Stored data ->
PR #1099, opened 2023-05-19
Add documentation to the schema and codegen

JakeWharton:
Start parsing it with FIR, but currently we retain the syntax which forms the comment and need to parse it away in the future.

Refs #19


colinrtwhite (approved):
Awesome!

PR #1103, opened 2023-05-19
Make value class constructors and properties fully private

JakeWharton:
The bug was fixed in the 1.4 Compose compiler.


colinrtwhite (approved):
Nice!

...

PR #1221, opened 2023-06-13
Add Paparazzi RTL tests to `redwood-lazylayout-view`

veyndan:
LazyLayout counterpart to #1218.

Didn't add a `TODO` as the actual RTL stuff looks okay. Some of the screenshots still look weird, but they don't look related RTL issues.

* * *

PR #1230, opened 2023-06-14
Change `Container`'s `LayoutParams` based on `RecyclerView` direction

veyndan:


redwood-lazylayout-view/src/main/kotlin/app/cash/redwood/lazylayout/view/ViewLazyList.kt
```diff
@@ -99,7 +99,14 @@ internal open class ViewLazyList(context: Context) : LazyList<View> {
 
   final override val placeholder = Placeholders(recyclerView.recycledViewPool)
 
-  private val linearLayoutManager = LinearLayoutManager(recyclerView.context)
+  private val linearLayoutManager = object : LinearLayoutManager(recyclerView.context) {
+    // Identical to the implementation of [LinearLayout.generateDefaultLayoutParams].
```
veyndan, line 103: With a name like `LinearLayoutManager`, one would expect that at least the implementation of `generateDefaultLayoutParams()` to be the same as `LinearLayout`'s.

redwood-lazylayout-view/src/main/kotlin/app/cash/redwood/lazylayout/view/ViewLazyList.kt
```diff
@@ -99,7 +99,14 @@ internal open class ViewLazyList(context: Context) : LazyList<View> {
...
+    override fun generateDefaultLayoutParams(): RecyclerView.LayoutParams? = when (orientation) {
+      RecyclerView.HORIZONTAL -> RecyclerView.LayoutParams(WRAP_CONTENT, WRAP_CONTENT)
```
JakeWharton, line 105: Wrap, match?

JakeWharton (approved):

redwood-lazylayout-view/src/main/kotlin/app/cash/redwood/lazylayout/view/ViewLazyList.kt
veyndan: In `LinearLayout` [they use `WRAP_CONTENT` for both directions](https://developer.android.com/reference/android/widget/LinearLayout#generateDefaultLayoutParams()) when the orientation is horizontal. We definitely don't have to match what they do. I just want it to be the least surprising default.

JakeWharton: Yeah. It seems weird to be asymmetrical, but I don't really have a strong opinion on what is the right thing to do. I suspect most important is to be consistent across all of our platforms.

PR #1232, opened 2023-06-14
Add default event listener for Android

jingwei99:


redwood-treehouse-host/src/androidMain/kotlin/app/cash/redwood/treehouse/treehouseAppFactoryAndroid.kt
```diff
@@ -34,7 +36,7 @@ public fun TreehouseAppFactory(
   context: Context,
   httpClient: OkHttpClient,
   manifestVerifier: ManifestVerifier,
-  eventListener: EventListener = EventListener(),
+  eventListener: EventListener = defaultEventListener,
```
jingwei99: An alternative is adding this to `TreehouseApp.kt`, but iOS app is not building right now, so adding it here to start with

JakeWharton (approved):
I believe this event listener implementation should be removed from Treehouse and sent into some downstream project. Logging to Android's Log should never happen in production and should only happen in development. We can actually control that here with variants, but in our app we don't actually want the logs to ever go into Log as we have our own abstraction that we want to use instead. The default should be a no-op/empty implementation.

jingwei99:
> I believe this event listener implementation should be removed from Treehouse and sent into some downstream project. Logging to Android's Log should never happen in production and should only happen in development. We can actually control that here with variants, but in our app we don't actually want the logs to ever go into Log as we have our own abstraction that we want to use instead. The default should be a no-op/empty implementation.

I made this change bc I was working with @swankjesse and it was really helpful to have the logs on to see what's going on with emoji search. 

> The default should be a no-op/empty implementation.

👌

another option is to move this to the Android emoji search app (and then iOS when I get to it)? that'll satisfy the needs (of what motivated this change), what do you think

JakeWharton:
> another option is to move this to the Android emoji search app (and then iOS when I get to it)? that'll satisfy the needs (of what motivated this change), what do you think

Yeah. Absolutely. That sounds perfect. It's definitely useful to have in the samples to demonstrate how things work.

Problem details -> Using the entries above, work out how many lines contain the string "EventListener". Respond with that number alone.

Written answer -> 2